Available data:
=====

PR #2682, opened 2023-12-13
Expand the UI to inline CSS

gikaragia:
Needed by: https://github.com/Automattic/wpjm-addons/pull/415/files

* Adds a way to inline CSS to the WPJM UI

### Testing Instructions

* Should be tested as part of the related PR.

----

| Plugin build for 894f4b2c219d890c5fa9527f7712ccfdd12bc0fe <a href="#"></a> |
| 📦 [Download plugin zip](https://wpjobmanager.com/wp-content/uploads/2023/12/wp-job-manager-zip-2682-894f4b2c.zip)                       |
| ▶️ [Open in playground](https://wpjobmanager.com/playground/?core=2023/12/2682-894f4b2c)             |

### DIFF
--- a/includes/ui/class-ui.php
+++ b/includes/ui/class-ui.php
@@ -89,7 +89,7 @@ class UI {
 		$css = ':root{';
 
 		foreach ( $this->css_variables as $name => $value ) {
-			$css .= $name . ': ' . $value . ';';
+			$css .= esc_attr( $name ) . ': ' . esc_attr( $value ) . ';';
 		}
 
 		$css .= '}';
--- a/includes/ui/class-ui.php
+++ b/includes/ui/class-ui.php
@@ -76,7 +76,7 @@ class UI {
 	 */
 	public static function ensure_styles( array $css_variables = [] ) {
 		self::instance()->has_ui        = true;
-		self::instance()->css_variables = $css_variables;
+		self::instance()->css_variables = array_merge( self::instance()->css_variables, $css_variables );
 	}
 
 	/**
--- a/includes/ui/class-ui.php
+++ b/includes/ui/class-ui.php
@@ -73,7 +73,7 @@ class UI {
 	 *
 	 * @param array $css_variables An array of CSS variables to be enqueued: <variable_name> => <value>.
 	 */
-	public static function ensure_styles( $css_variables = null ) {
+	public static function ensure_styles( array $css_variables = [] ) {
 		self::instance()->has_ui        = true;
 		self::instance()->css_variables = $css_variables;
 	}
--- a/includes/ui/class-ui.php
+++ b/includes/ui/class-ui.php
@@ -34,7 +34,7 @@ class UI {
 	 *
 	 * @var bool
 	 */
-	private $has_ui;
+	private bool $has_ui;
 
 	/**
 	 * An array of css variables to be enqueued with the styles.
--- a/includes/ui/class-ui.php
+++ b/includes/ui/class-ui.php
@@ -34,12 +34,20 @@ class UI {
 	 *
 	 * @var bool
 	 */
-	private $has_ui = false;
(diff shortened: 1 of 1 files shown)


includes/ui/class-ui.php
```diff
@@ -52,14 +60,39 @@ public function enqueue_styles() {
...
+			}
 		}
 	}
 
 	/**
 	 * Request the styles to be loaded for the page.
+	 *
+	 * @param array $css_variables An array of CSS variables to be enqueued: <variable_name> => <value>.
+	 */
+	public static function ensure_styles( $css_variables = null ) {
```
fjorgemota:
```suggestion
	public static function ensure_styles( array $css_variables = [] ) {
```

If `$css_variables` becomes `null` for any reason, the `foreach` below will throw a warning, so better to fix that in the API. :)

includes/ui/class-ui.php
```diff
@@ -33,12 +33,20 @@ class UI {
...
 	 */
-	private $has_ui = false;
+	private $has_ui;
+
+	/**
+	 * An array of css variables to be enqueued with the styles.
+	 *
+	 * @var array
+	 */
+	private $css_variables;
```
fjorgemota:
```suggestion
	private array $css_variables;
```

I think we can type properties on PHP 7.4 :)

includes/ui/class-ui.php
```diff
@@ -33,12 +33,20 @@ class UI {
 	 *
 	 * @var bool
 	 */
-	private $has_ui = false;
+	private $has_ui;
```
fjorgemota:
```suggestion
	private bool $has_ui;
```

includes/ui/class-ui.php
```diff
@@ -33,12 +33,20 @@ class UI {
...
+	 *
+	 * @var array
+	 */
+	private $css_variables;
 
 	/**
 	 * Instance constructor
 	 */
 	private function __construct() {
+		$this->has_ui = false;
```
fjorgemota:
```suggestion
		$this->has_ui        = false;
		$this->css_variables = [];
```

Just to initialize everything on constructor (so I think we can avoid some potential notices/warnings here)

fjorgemota (commented):
Just a few improvements for the code. I'll test the code with the other PR soon.

includes/ui/class-ui.php
```diff
@@ -52,14 +60,39 @@ public function enqueue_styles() {
...
+	 * @return string The CSS.
 	 */
-	public static function ensure_styles() {
-		self::instance()->has_ui = true;
+	private function generate_inline_css() {
+
+		$css = ':root{';
+
+		foreach ( $this->css_variables as $name => $value ) {
+			$css .= $name . ': ' . $value . ';';
```
yscik: Best to escape:

```suggestion
			$css .= esc_attr( $name ) . ': ' . esc_attr( $value ) . ';';
```

yscik (commented):
Nice addition! 
I'd separate it from `ensure_styles` and add a new method, something like `set_variables`, to keep it clear what does what. To safely use this in plugins we should also make sure that multiple calls don't overwrite each other, but merge the variables with the existing set.

gikaragia:
> To safely use this in plugins we should also make sure that multiple calls don't overwrite each other, but merge the variables with the existing set.

Good catch! Fixed in 894f4b2c219d890c5fa9527f7712ccfdd12bc0fe

> I'd separate it from ensure_styles and add a new method, something like set_variables, to keep it clear what does what. 

Hmm the thing is that when you want to enqueue the CSS variables you also want to always call `ensure_styles` for the actual enqueue to happen. So if we add another method we will always need to call these two methods one after the other which would complicate things.

yscik (approved):
Looks good!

=====

Action item:
Restate all of the entries above precisely.

Task result:
PR #2682, opened 2023-12-13
Expand the UI to inline CSS

gikaragia:
Needed by: https://github.com/Automattic/wpjm-addons/pull/415/files

* Adds a way to inline CSS to the WPJM UI

### Testing Instructions

* Should be tested as part of the related PR.

----

| Plugin build for 894f4b2c219d890c5fa9527f7712ccfdd12bc0fe <a href="#"></a> |
| 📦 [Download plugin zip](https://wpjobmanager.com/wp-content/uploads/2023/12/wp-job-manager-zip-2682-894f4b2c.zip)                       |
| ▶️ [Open in playground](https://wpjobmanager.com/playground/?core=2023/12/2682-894f4b2c)             |

### DIFF
--- a/includes/ui/class-ui.php
+++ b/includes/ui/class-ui.php
@@ -89,7 +89,7 @@ class UI {
 		$css = ':root{';
 
 		foreach ( $this->css_variables as $name => $value ) {
-			$css .= $name . ': ' . $value . ';';
+			$css .= esc_attr( $name ) . ': ' . esc_attr( $value ) . ';';
 		}
 
 		$css .= '}';
--- a/includes/ui/class-ui.php
+++ b/includes/ui/class-ui.php
@@ -76,7 +76,7 @@ class UI {
 	 */
 	public static function ensure_styles( array $css_variables = [] ) {
 		self::instance()->has_ui        = true;
-		self::instance()->css_variables = $css_variables;
+		self::instance()->css_variables = array_merge( self::instance()->css_variables, $css_variables );
 	}
 
 	/**
--- a/includes/ui/class-ui.php
+++ b/includes/ui/class-ui.php
@@ -73,7 +73,7 @@ class UI {
 	 *
 	 * @param array $css_variables An array of CSS variables to be enqueued: <variable_name> => <value>.
 	 */
-	public static function ensure_styles( $css_variables = null ) {
+	public static function ensure_styles( array $css_variables = [] ) {
 		self::instance()->has_ui        = true;
 		self::instance()->css_variables = $css_variables;
 	}
--- a/includes/ui/class-ui.php
+++ b/includes/ui/class-ui.php
@@ -34,7 +34,7 @@ class UI {
 	 *
 	 * @var bool
 	 */
-	private $has_ui;
+	private bool $has_ui;
 
 	/**
 	 * An array of css variables to be enqueued with the styles.
--- a/includes/ui/class-ui.php
+++ b/includes/ui/class-ui.php
@@ -34,12 +34,20 @@ class UI {
 	 *
 	 * @var bool
 	 */
-	private $has_ui = false;
(diff shortened: 1 of 1 files shown)


includes/ui/class-ui.php
```diff
@@ -52,14 +60,39 @@ public function enqueue_styles() {
...
+			}
 		}
 	}
 
 	/**
 	 * Request the styles to be loaded for the page.
+	 *
+	 * @param array $css_variables An array of CSS variables to be enqueued: <variable_name> => <value>.
+	 */
+	public static function ensure_styles( $css_variables = null ) {
```
fjorgemota:
```suggestion
	public static function ensure_styles( array $css_variables = [] ) {
```

If `$css_variables` becomes `null` for any reason, the `foreach` below will throw a warning, so better to fix that in the API. :)

includes/ui/class-ui.php
```diff
@@ -33,12 +33,20 @@ class UI {
...
 	 */
-	private $has_ui = false;
+	private $has_ui;
+
+	/**
+	 * An array of css variables to be enqueued with the styles.
+	 *
+	 * @var array
+	 */
+	private $css_variables;
```
fjorgemota:
```suggestion
	private array $css_variables;
```

I think we can type properties on PHP 7.4 :)

includes/ui/class-ui.php
```diff
@@ -33,12 +33,20 @@ class UI {
 	 *
 	 * @var bool
 	 */
-	private $has_ui = false;
+	private $has_ui;
```
fjorgemota:
```suggestion
	private bool $has_ui;
```

includes/ui/class-ui.php
```diff
@@ -33,12 +33,20 @@ class UI {
...
+	 *
+	 * @var array
+	 */
+	private $css_variables;
 
 	/**
 	 * Instance constructor
 	 */
 	private function __construct() {
+		$this->has_ui = false;
```
fjorgemota:
```suggestion
		$this->has_ui        = false;
		$this->css_variables = [];
```

Just to initialize everything on constructor (so I think we can avoid some potential notices/warnings here)

fjorgemota (commented):
Just a few improvements for the code. I'll test the code with the other PR soon.

includes/ui/class-ui.php
```diff
@@ -52,14 +60,39 @@ public function enqueue_styles() {
...
+	 * @return string The CSS.
 	 */
-	public static function ensure_styles() {
-		self::instance()->has_ui = true;
+	private function generate_inline_css() {
+
+		$css = ':root{';
+
+		foreach ( $this->css_variables as $name => $value ) {
+			$css .= $name . ': ' . $value . ';';
```
yscik: Best to escape:

```suggestion
			$css .= esc_attr( $name ) . ': ' . esc_attr( $value ) . ';';
```

yscik (commented):
Nice addition! 
I'd separate it from `ensure_styles` and add a new method, something like `set_variables`, to keep it clear what does what. To safely use this in plugins we should also make sure that multiple calls don't overwrite each other, but merge the variables with the existing set.

gikaragia:
> To safely use this in plugins we should also make sure that multiple calls don't overwrite each other, but merge the variables with the existing set.

Good catch! Fixed in 894f4b2c219d890c5fa9527f7712ccfdd12bc0fe

> I'd separate it from ensure_styles and add a new method, something like set_variables, to keep it clear what does what. 

Hmm the thing is that when you want to enqueue the CSS variables you also want to always call `ensure_styles` for the actual enqueue to happen. So if we add another method we will always need to call these two methods one after the other which would complicate things.

yscik (approved):
Looks good!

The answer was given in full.